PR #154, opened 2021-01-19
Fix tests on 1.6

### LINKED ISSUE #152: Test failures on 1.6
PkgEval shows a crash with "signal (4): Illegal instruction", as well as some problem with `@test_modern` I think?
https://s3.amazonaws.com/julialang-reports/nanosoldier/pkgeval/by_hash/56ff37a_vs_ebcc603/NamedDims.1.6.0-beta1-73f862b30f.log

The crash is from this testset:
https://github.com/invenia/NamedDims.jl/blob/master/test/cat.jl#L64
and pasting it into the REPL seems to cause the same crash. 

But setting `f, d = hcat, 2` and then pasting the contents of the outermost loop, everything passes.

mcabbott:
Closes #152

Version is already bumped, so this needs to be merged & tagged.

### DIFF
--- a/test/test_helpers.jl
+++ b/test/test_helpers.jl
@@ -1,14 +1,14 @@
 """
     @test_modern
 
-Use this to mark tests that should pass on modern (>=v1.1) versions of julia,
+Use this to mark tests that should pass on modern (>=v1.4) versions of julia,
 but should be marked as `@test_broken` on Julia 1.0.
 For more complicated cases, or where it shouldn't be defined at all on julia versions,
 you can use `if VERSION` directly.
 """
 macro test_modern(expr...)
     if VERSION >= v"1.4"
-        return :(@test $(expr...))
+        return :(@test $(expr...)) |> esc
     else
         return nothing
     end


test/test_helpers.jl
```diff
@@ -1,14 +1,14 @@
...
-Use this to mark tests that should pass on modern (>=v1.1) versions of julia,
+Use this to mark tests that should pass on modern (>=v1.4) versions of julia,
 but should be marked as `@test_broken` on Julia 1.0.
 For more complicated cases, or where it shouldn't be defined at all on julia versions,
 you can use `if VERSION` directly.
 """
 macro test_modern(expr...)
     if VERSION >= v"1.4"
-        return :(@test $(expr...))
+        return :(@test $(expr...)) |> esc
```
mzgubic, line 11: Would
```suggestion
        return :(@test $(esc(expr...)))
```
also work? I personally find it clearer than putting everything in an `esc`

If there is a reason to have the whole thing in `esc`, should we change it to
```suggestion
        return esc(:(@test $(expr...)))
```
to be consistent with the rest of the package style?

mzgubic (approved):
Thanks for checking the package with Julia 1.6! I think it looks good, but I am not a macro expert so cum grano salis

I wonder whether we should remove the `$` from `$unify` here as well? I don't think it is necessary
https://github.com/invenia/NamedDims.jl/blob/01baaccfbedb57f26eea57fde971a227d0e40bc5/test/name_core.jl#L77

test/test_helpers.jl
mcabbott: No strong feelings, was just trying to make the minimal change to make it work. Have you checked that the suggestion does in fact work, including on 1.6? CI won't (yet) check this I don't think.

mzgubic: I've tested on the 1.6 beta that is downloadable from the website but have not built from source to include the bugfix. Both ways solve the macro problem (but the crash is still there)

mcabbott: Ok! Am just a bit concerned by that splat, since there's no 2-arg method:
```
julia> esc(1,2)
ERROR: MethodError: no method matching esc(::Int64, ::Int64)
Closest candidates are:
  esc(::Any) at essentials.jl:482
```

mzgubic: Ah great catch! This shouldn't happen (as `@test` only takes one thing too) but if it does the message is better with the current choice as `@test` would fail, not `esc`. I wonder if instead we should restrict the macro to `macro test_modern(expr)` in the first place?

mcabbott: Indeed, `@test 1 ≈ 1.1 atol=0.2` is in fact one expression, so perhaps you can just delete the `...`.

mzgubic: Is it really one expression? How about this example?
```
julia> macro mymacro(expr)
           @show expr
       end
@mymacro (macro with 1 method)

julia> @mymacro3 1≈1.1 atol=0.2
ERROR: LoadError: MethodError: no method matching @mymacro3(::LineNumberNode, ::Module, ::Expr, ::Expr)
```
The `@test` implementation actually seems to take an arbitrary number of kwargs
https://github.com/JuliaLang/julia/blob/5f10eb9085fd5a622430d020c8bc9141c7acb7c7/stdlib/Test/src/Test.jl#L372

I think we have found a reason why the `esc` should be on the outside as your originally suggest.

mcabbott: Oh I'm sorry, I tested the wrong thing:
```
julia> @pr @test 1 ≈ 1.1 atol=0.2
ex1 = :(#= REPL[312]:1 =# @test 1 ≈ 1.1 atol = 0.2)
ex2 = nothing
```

---

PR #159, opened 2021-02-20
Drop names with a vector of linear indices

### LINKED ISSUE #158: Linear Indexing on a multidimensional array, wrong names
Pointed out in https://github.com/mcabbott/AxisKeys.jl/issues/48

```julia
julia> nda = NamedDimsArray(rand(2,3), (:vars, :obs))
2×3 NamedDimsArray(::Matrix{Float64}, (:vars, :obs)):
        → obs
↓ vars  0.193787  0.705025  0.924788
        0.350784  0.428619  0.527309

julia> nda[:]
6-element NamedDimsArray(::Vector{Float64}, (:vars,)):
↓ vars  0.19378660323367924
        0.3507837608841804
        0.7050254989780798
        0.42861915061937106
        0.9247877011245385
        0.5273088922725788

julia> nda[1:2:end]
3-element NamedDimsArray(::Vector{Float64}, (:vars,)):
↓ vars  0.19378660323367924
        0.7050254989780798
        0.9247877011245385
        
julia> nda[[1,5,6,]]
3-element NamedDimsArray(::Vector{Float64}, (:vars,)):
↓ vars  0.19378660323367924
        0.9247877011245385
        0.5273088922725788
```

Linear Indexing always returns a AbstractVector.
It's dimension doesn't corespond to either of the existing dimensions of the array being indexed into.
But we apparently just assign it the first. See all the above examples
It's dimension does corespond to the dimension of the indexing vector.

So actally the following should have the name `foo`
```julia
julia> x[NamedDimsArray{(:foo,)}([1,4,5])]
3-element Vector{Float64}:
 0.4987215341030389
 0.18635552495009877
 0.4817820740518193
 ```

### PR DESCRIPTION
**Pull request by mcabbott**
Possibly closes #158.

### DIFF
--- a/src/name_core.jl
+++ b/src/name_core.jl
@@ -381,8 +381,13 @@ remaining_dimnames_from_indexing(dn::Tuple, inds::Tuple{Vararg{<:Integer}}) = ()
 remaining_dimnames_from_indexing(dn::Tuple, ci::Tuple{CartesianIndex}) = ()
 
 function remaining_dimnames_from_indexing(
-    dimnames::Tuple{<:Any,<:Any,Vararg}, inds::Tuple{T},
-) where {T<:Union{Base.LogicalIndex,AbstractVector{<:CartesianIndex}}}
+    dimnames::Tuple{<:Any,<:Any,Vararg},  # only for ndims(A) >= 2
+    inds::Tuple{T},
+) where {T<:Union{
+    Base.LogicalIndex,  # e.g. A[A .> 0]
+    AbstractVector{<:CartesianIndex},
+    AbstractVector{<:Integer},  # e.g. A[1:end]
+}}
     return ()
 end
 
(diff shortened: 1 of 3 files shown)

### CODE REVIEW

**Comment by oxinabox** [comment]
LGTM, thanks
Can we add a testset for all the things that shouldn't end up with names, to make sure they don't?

### [Problem requirements]
Give again exactly, and only, the lines above starting at the one with "PR #154, opened 2021-01-19" and ending at the one with "PkgEval shows a".

### [Your solution]
PR #154, opened 2021-01-19
Fix tests on 1.6

### LINKED ISSUE #152: Test failures on 1.6
PkgEval shows a crash with "signal (4): Illegal instruction", as well as some problem with `@test_modern` I think?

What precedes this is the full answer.